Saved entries
PR #653, opened 2026-05-21
Implement Turing Proto Over HTTP

sulaimansuhas:
Replace The Raw Binary Protocol with a version running over HTTP/1.1.

Benchmark numbers show that this protocol has a similar performance to the raw binary protocol, and will provide us the ecosystem benefits of HTTP.


net/http_common/HTTPUtils.cpp
```diff
@@ -0,0 +1,111 @@
+#include "HTTPUtils.h"
+
+#include <string.h>
+#include <string>
+
+namespace net::http {
+
+void writeHexU32(uint32_t num, char* dst) {
+    for (int i = 3; i >= 0; --i) {
```
rjb32: Prefer for size_t

net/http_common/HTTPUtils.cpp
```diff
@@ -0,0 +1,111 @@
+#include "HTTPUtils.h"
+
+#include <string.h>
+#include <string>
+
+namespace net::http {
```
rjb32: Please do using namespace in the cpp file

net/turing_proto_server/TuringProtoWriter.cpp
```diff
@@ -1,99 +1,70 @@
...
 #include "BioAssert.h"
 
 using namespace net::proto;
 
 TuringProtoWriter::TuringProtoWriter(size_t bufferCapacity)
-    : _buffer(bufferCapacity),
-    _headerBuf(ProtoHeader::wireSize())
+    : _buffer(bufferCapacity)
 {
+    net::http::writeChunkTrailer(_trailerBuffer.data());
```
rjb32: What is it doing?

net/turing_proto_server/TuringProtoWriter.cpp
```diff
@@ -1,99 +1,70 @@
...
-    _errorOccured = false;
-    _hasPendingPacket = false;
-}
+void TuringProtoWriter::startResponse(net::ConnectionHeader connection) {
+    if (errorOccured()) {
+        return;
+    }
+
+    std::array<char, 256> buffer;
+    size_t offset = 0;
```
rjb32, line 57: It's dangerous to rely on these offsets to not go beyond 256 and smash the stack. Each of these write functions could take a bound for the buffer size.

net/turing_proto_server/TuringProtoWriter.cpp
```diff
@@ -1,99 +1,70 @@
...
-    _pendingBytes = 0;
-    _errorOccured = false;
-    _hasPendingPacket = false;
-}
+void TuringProtoWriter::startResponse(net::ConnectionHeader connection) {
+    if (errorOccured()) {
+        return;
+    }
+
+    std::array<char, 256> buffer;
```
rjb32: Make the size a constexpr constant

net/turing_proto_server/TuringProtoWriter.cpp
sulaimansuhas: Ah thanks for catching this! It's just instantiating the buffer values which will be reused every time. I have changed the array to be initialised with these values.

net/http_common/HTTPUtils.h
```diff
@@ -0,0 +1,114 @@
...
+
+// Default stack buffer size for assembling a response's status line + headers.
+// Sized to fit the status line plus a handful of typical header lines plus
+// the terminating CRLF. Callers needing more headers should pick a larger
+// array and pass its size through to each write*().
+inline constexpr size_t RESPONSE_HEADER_BUFFER_SIZE = 256;
+
+// 256-entry table of two-char lowercase hex byte renderings (00..ff). Lets
+// writeHexU32 be a branch-free 4-byte to 8-char conversion: each byte indexes
+// directly into a 2-char slot.
```
rjb32: Better to put this in the cpp file to avoid binary bloat

net/http_common/HTTPUtils.h
```diff
@@ -0,0 +1,114 @@
...
+void writeChunkHeaderLine(uint32_t chunkSize, char* dst, size_t dstSize);
+
+void writeChunkTrailer(char* dst, size_t dstSize);
+
+// ---- HTTP header lines -----------------------------------------------------
+// The header-line strings here match the on-wire bytes HTTPWriter already
+// emits, so HTTPWriter can be refactored to use these helpers later without
+// changing what goes out on the socket.
+
+inline constexpr std::string_view STATUS_LINE_VERSION = "HTTP/1.1 ";
```
rjb32: Same with the definition of all the strings

net/turing_proto_client/TuringClient.cpp
```diff
@@ -36,268 +41,404 @@ TuringClient::~TuringClient() {
...
+    headers += "Content-type: application/turing-proto\r\n";
+    headers += "Content-Length: ";
+    headers += std::to_string(query.size());
+    headers += "\r\n";
+    headers += "Connection: Keep-Alive\r\n";
+    headers += "\r\n";
+
+    std::array<iovec, 2> iovecs = {{
+        {const_cast<char*>(headers.data()), headers.size()},
+        {const_cast<char*>(query.data()), query.size()},
```
cyrusknopf: What's the need for const_cast here?

net/turing_proto_client/TuringClient.cpp
```diff
@@ -36,268 +41,404 @@ TuringClient::~TuringClient() {
...
+        }
 
-    if (resHeader._dataLen != sizeof(uint8_t)) {
-        throw TuringException("Invalid hello response payload size");
-    }
+        for (size_t i = 0; i + 3 < _scratchTail; ++i) {
+            const bool match = _httpScratch[i] == '\r'
+                            && _httpScratch[i + 1] == '\n'
+                            && _httpScratch[i + 2] == '\r'
+                            && _httpScratch[i + 3] == '\n';
```
cyrusknopf, line 294: Feels like it should be broken down or put in its own function

net/turing_proto_client/TuringClient.cpp
```diff
@@ -36,268 +41,404 @@ TuringClient::~TuringClient() {
...
+            const std::string_view codeStr = (space2 == std::string_view::npos)
+                                               ? afterVersion
+                                               : afterVersion.substr(0, space2);
+
+            int statusCode = 0;
+            for (const char c : codeStr) {
+                if (c < '0' || c > '9') {
+                    throw TuringException("Malformed HTTP status code");
+                }
+                statusCode = statusCode * 10 + (c - '0');
```
cyrusknopf: Feels like it should be in its own function, with a bit of explanation

net/turing_proto_client/TuringClient.cpp
```diff
@@ -36,268 +41,404 @@ TuringClient::~TuringClient() {
...
-    const uint8_t protocolVersion = 1;
-    const uint8_t keepAlive = static_cast<uint8_t>(true);
-    const uint8_t timeout = 0;
+            if (statusCode != 200) {
+                throw TuringException("Server returned HTTP " + std::to_string(statusCode));
+            }
 
-    const size_t payloadSize =
-        sizeof(protocolVersion) + sizeof(keepAlive) + sizeof(timeout);
+            _scratchHead = i + 4;
```
cyrusknopf: 4 is a bit magic

net/turing_proto_client/TuringClient.cpp
```diff
@@ -36,268 +41,404 @@ TuringClient::~TuringClient() {
...
+        if (c >= '0' && c <= '9') {
+            digit = static_cast<size_t>(c - '0');
+        } else if (c >= 'a' && c <= 'f') {
+            digit = static_cast<size_t>(c - 'a') + 10;
+        } else if (c >= 'A' && c <= 'F') {
+            digit = static_cast<size_t>(c - 'A') + 10;
+        } else {
+            throw TuringException("Invalid character in chunk size line");
+        }
+        size = (size << 4) | digit;
```
cyrusknopf: Would be better in its own function. Also can you reduce the number of branches by doing a tolower(c) first so you dont have the 3rd clause?

net/turing_proto_common/TuringProtoHeaders.cpp
```diff
@@ -35,16 +35,20 @@ void frameMessage(MessageTypes type,
...
     const ProtoHeader header {
         ._type = type,
         ._dataLen = static_cast<uint32_t>(dataBuf->size())};
-    headerBuf->copyHeader(&header);
 
-    iovecs[0] = {headerBuf->data(), headerBuf->size()};
+    size_t offset = 0;
+    memcpy(headerSpan.data() + offset, &header._type, sizeof(header._type));
+    offset += sizeof(header._type);
+    memcpy(headerSpan.data() + offset, &header._dataLen, sizeof(header._dataLen));
```
cyrusknopf: Do you need to define offset as 0? Or can the line with `offset+=` turn into `size_t offset = `?

sulaimansuhas: It could but I feel like it's a bit clearer to have it with the offset increasing from 0?

net/turing_proto_client/TuringClient.cpp
sulaimansuhas: Fixed and added a comment

net/turing_proto_common/TuringProtoHeaders.cpp
sulaimansuhas: actually realised it was a bit unnecessary actually, have refactored quiet a bit more.

net/http_common/HTTPUtils.h
sulaimansuhas: im moved most of the strings - but I did some reading and inline should let the compiler mark the symbols as weak and then the linker will do weak symbol resolution leaving no extra bloat (if I've understood correctly).

rjb32 (approved):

# [Aim of the exercise]
Copy each line of the records verbatim.

# [Response to the task]
PR #653, opened 2026-05-21
Implement Turing Proto Over HTTP

sulaimansuhas:
Replace The Raw Binary Protocol with a version running over HTTP/1.1.

Benchmark numbers show that this protocol has a similar performance to the raw binary protocol, and will provide us the ecosystem benefits of HTTP.


net/http_common/HTTPUtils.cpp
```diff
@@ -0,0 +1,111 @@
+#include "HTTPUtils.h"
+
+#include <string.h>
+#include <string>
+
+namespace net::http {
+
+void writeHexU32(uint32_t num, char* dst) {
+    for (int i = 3; i >= 0; --i) {
```
rjb32: Prefer for size_t

net/http_common/HTTPUtils.cpp
```diff
@@ -0,0 +1,111 @@
+#include "HTTPUtils.h"
+
+#include <string.h>
+#include <string>
+
+namespace net::http {
```
rjb32: Please do using namespace in the cpp file

net/turing_proto_server/TuringProtoWriter.cpp
```diff
@@ -1,99 +1,70 @@
...
 #include "BioAssert.h"
 
 using namespace net::proto;
 
 TuringProtoWriter::TuringProtoWriter(size_t bufferCapacity)
-    : _buffer(bufferCapacity),
-    _headerBuf(ProtoHeader::wireSize())
+    : _buffer(bufferCapacity)
 {
+    net::http::writeChunkTrailer(_trailerBuffer.data());
```
rjb32: What is it doing?

net/turing_proto_server/TuringProtoWriter.cpp
```diff
@@ -1,99 +1,70 @@
...
-    _errorOccured = false;
-    _hasPendingPacket = false;
-}
+void TuringProtoWriter::startResponse(net::ConnectionHeader connection) {
+    if (errorOccured()) {
+        return;
+    }
+
+    std::array<char, 256> buffer;
+    size_t offset = 0;
```
rjb32, line 57: It's dangerous to rely on these offsets to not go beyond 256 and smash the stack. Each of these write functions could take a bound for the buffer size.

net/turing_proto_server/TuringProtoWriter.cpp
```diff
@@ -1,99 +1,70 @@
...
-    _pendingBytes = 0;
-    _errorOccured = false;
-    _hasPendingPacket = false;
-}
+void TuringProtoWriter::startResponse(net::ConnectionHeader connection) {
+    if (errorOccured()) {
+        return;
+    }
+
+    std::array<char, 256> buffer;
```
rjb32: Make the size a constexpr constant

net/turing_proto_server/TuringProtoWriter.cpp
sulaimansuhas: Ah thanks for catching this! It's just instantiating the buffer values which will be reused every time. I have changed the array to be initialised with these values.

net/http_common/HTTPUtils.h
```diff
@@ -0,0 +1,114 @@
...
+
+// Default stack buffer size for assembling a response's status line + headers.
+// Sized to fit the status line plus a handful of typical header lines plus
+// the terminating CRLF. Callers needing more headers should pick a larger
+// array and pass its size through to each write*().
+inline constexpr size_t RESPONSE_HEADER_BUFFER_SIZE = 256;
+
+// 256-entry table of two-char lowercase hex byte renderings (00..ff). Lets
+// writeHexU32 be a branch-free 4-byte to 8-char conversion: each byte indexes
+// directly into a 2-char slot.
```
rjb32: Better to put this in the cpp file to avoid binary bloat

net/http_common/HTTPUtils.h
```diff
@@ -0,0 +1,114 @@
...
+void writeChunkHeaderLine(uint32_t chunkSize, char* dst, size_t dstSize);
+
+void writeChunkTrailer(char* dst, size_t dstSize);
+
+// ---- HTTP header lines -----------------------------------------------------
+// The header-line strings here match the on-wire bytes HTTPWriter already
+// emits, so HTTPWriter can be refactored to use these helpers later without
+// changing what goes out on the socket.
+
+inline constexpr std::string_view STATUS_LINE_VERSION = "HTTP/1.1 ";
```
rjb32: Same with the definition of all the strings

net/turing_proto_client/TuringClient.cpp
```diff
@@ -36,268 +41,404 @@ TuringClient::~TuringClient() {
...
+    headers += "Content-type: application/turing-proto\r\n";
+    headers += "Content-Length: ";
+    headers += std::to_string(query.size());
+    headers += "\r\n";
+    headers += "Connection: Keep-Alive\r\n";
+    headers += "\r\n";
+
+    std::array<iovec, 2> iovecs = {{
+        {const_cast<char*>(headers.data()), headers.size()},
+        {const_cast<char*>(query.data()), query.size()},
```
cyrusknopf: What's the need for const_cast here?

net/turing_proto_client/TuringClient.cpp
```diff
@@ -36,268 +41,404 @@ TuringClient::~TuringClient() {
...
+        }
 
-    if (resHeader._dataLen != sizeof(uint8_t)) {
-        throw TuringException("Invalid hello response payload size");
-    }
+        for (size_t i = 0; i + 3 < _scratchTail; ++i) {
+            const bool match = _httpScratch[i] == '\r'
+                            && _httpScratch[i + 1] == '\n'
+                            && _httpScratch[i + 2] == '\r'
+                            && _httpScratch[i + 3] == '\n';
```
cyrusknopf, line 294: Feels like it should be broken down or put in its own function

net/turing_proto_client/TuringClient.cpp
```diff
@@ -36,268 +41,404 @@ TuringClient::~TuringClient() {
...
+            const std::string_view codeStr = (space2 == std::string_view::npos)
+                                               ? afterVersion
+                                               : afterVersion.substr(0, space2);
+
+            int statusCode = 0;
+            for (const char c : codeStr) {
+                if (c < '0' || c > '9') {
+                    throw TuringException("Malformed HTTP status code");
+                }
+                statusCode = statusCode * 10 + (c - '0');
```
cyrusknopf: Feels like it should be in its own function, with a bit of explanation

net/turing_proto_client/TuringClient.cpp
```diff
@@ -36,268 +41,404 @@ TuringClient::~TuringClient() {
...
-    const uint8_t protocolVersion = 1;
-    const uint8_t keepAlive = static_cast<uint8_t>(true);
-    const uint8_t timeout = 0;
+            if (statusCode != 200) {
+                throw TuringException("Server returned HTTP " + std::to_string(statusCode));
+            }
 
-    const size_t payloadSize =
-        sizeof(protocolVersion) + sizeof(keepAlive) + sizeof(timeout);
+            _scratchHead = i + 4;
```
cyrusknopf: 4 is a bit magic

net/turing_proto_client/TuringClient.cpp
```diff
@@ -36,268 +41,404 @@ TuringClient::~TuringClient() {
...
+        if (c >= '0' && c <= '9') {
+            digit = static_cast<size_t>(c - '0');
+        } else if (c >= 'a' && c <= 'f') {
+            digit = static_cast<size_t>(c - 'a') + 10;
+        } else if (c >= 'A' && c <= 'F') {
+            digit = static_cast<size_t>(c - 'A') + 10;
+        } else {
+            throw TuringException("Invalid character in chunk size line");
+        }
+        size = (size << 4) | digit;
```
cyrusknopf: Would be better in its own function. Also can you reduce the number of branches by doing a tolower(c) first so you dont have the 3rd clause?

net/turing_proto_common/TuringProtoHeaders.cpp
```diff
@@ -35,16 +35,20 @@ void frameMessage(MessageTypes type,
...
     const ProtoHeader header {
         ._type = type,
         ._dataLen = static_cast<uint32_t>(dataBuf->size())};
-    headerBuf->copyHeader(&header);
 
-    iovecs[0] = {headerBuf->data(), headerBuf->size()};
+    size_t offset = 0;
+    memcpy(headerSpan.data() + offset, &header._type, sizeof(header._type));
+    offset += sizeof(header._type);
+    memcpy(headerSpan.data() + offset, &header._dataLen, sizeof(header._dataLen));
```
cyrusknopf: Do you need to define offset as 0? Or can the line with `offset+=` turn into `size_t offset = `?

sulaimansuhas: It could but I feel like it's a bit clearer to have it with the offset increasing from 0?

net/turing_proto_client/TuringClient.cpp
sulaimansuhas: Fixed and added a comment

net/turing_proto_common/TuringProtoHeaders.cpp
sulaimansuhas: actually realised it was a bit unnecessary actually, have refactored quiet a bit more.

net/http_common/HTTPUtils.h
sulaimansuhas: im moved most of the strings - but I did some reading and inline should let the compiler mark the symbols as weak and then the linker will do weak symbol resolution leaving no extra bloat (if I've understood correctly).

rjb32 (approved):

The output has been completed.